◆ **What needs to be done**: Repeat exactly the lines below that lie between the line with "I should get" and the line with "## What does this PR do?", counting both of those lines as part of the answer.

Records from a collection
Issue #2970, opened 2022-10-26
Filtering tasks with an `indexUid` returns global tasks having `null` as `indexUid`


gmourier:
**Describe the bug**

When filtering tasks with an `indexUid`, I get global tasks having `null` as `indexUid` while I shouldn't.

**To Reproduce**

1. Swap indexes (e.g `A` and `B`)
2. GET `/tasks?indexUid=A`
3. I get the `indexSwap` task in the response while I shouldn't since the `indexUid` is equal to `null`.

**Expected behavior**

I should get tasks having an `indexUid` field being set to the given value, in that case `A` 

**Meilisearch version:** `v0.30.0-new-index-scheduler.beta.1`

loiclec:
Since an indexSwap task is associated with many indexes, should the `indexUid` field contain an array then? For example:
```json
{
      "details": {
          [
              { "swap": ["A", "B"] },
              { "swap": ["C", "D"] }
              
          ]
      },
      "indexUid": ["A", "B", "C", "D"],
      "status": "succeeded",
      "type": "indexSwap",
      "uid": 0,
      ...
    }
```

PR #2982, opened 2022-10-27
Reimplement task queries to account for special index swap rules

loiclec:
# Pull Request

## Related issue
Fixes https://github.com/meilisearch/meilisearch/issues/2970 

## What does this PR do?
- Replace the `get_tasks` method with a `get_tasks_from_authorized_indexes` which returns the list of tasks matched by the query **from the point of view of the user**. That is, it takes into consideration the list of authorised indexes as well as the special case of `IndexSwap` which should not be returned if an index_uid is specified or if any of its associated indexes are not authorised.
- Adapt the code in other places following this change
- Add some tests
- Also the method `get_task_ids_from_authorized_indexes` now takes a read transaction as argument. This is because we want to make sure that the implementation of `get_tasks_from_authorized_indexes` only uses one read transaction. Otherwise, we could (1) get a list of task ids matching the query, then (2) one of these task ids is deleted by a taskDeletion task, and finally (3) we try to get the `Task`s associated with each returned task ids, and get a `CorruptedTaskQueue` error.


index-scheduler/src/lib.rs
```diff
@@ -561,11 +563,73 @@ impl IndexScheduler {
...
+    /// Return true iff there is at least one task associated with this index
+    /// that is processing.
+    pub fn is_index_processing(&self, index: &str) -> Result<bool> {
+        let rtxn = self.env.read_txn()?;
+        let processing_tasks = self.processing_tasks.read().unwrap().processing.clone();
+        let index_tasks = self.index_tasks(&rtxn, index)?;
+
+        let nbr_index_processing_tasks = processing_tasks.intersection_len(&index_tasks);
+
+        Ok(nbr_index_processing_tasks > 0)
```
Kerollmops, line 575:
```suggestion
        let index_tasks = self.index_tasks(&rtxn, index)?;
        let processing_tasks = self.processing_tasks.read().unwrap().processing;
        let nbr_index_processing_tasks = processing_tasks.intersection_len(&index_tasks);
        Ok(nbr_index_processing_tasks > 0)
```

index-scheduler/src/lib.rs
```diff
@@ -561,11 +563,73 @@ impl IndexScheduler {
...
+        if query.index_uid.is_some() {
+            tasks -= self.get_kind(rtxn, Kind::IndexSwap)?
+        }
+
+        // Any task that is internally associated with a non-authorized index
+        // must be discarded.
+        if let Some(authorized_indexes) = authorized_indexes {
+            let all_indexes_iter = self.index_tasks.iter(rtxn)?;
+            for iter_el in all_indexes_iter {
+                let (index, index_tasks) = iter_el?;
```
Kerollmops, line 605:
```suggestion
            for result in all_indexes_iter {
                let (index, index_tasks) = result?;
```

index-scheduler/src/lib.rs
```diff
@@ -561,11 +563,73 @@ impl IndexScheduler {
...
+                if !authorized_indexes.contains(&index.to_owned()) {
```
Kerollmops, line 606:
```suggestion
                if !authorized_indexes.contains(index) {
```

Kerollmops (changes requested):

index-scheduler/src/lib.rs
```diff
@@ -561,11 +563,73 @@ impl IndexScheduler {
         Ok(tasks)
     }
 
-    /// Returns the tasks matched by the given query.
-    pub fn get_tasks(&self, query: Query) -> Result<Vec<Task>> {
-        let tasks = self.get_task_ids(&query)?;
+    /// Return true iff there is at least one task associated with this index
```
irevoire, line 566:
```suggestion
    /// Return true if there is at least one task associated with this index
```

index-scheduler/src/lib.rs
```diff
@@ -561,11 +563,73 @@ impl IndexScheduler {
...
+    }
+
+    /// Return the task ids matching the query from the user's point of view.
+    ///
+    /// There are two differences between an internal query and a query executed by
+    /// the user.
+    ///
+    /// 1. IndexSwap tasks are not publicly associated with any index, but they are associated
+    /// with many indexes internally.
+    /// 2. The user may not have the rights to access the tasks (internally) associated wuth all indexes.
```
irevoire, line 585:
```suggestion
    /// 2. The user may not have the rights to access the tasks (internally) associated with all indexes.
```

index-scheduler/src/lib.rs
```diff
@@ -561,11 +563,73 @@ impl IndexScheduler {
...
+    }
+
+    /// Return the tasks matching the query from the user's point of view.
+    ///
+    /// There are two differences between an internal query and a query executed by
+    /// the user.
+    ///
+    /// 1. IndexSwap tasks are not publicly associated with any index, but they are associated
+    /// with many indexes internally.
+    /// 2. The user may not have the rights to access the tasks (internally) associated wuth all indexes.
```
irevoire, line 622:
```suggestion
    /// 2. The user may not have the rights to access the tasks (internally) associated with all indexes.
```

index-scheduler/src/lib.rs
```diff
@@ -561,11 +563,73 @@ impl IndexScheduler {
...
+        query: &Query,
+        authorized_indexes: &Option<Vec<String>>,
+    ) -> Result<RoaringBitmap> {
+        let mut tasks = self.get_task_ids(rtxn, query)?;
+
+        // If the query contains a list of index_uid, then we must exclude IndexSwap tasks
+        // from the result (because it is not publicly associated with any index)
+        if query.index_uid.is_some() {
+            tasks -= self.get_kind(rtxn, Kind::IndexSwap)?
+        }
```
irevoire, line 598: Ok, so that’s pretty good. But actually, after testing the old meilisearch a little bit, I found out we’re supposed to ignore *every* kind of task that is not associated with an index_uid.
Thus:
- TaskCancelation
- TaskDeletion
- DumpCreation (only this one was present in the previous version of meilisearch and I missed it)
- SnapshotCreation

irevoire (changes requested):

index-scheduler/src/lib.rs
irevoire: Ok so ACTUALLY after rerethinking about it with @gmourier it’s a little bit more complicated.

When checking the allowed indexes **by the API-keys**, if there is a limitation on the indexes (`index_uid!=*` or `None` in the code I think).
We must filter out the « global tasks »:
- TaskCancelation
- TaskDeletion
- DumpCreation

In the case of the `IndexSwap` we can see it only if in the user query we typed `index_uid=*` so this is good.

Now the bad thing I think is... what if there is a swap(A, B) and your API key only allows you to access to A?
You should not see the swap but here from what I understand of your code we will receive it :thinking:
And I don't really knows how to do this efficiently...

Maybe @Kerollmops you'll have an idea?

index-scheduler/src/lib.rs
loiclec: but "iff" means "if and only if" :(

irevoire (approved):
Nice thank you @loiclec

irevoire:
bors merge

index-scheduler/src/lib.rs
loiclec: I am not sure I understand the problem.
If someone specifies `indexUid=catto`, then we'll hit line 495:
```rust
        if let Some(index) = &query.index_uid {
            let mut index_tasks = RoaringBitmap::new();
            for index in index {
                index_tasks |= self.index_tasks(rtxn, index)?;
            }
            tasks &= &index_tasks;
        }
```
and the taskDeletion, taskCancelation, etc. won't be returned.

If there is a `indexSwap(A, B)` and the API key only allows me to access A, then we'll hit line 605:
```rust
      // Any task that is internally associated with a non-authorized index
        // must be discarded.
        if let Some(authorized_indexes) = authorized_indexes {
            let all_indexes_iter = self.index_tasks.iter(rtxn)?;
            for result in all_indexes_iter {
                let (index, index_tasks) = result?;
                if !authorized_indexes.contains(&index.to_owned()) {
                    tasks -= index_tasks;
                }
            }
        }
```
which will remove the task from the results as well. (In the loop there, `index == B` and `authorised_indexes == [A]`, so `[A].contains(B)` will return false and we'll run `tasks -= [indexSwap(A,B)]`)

==

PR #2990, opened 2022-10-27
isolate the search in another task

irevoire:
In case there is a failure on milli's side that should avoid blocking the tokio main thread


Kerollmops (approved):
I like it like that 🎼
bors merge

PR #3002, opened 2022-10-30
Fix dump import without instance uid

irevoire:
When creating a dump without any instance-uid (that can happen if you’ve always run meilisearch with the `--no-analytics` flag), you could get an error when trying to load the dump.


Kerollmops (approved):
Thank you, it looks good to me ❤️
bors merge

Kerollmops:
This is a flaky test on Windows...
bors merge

◆ **Response to this exercise**:
I should get tasks having an `indexUid` field being set to the given value, in that case `A` 

**Meilisearch version:** `v0.30.0-new-index-scheduler.beta.1`

loiclec:
Since an indexSwap task is associated with many indexes, should the `indexUid` field contain an array then? For example:
```json
{
      "details": {
          [
              { "swap": ["A", "B"] },
              { "swap": ["C", "D"] }
              
          ]
      },
      "indexUid": ["A", "B", "C", "D"],
      "status": "succeeded",
      "type": "indexSwap",
      "uid": 0,
      ...
    }
```

PR #2982, opened 2022-10-27
Reimplement task queries to account for special index swap rules

loiclec:
# Pull Request

## Related issue
Fixes https://github.com/meilisearch/meilisearch/issues/2970 

## What does this PR do?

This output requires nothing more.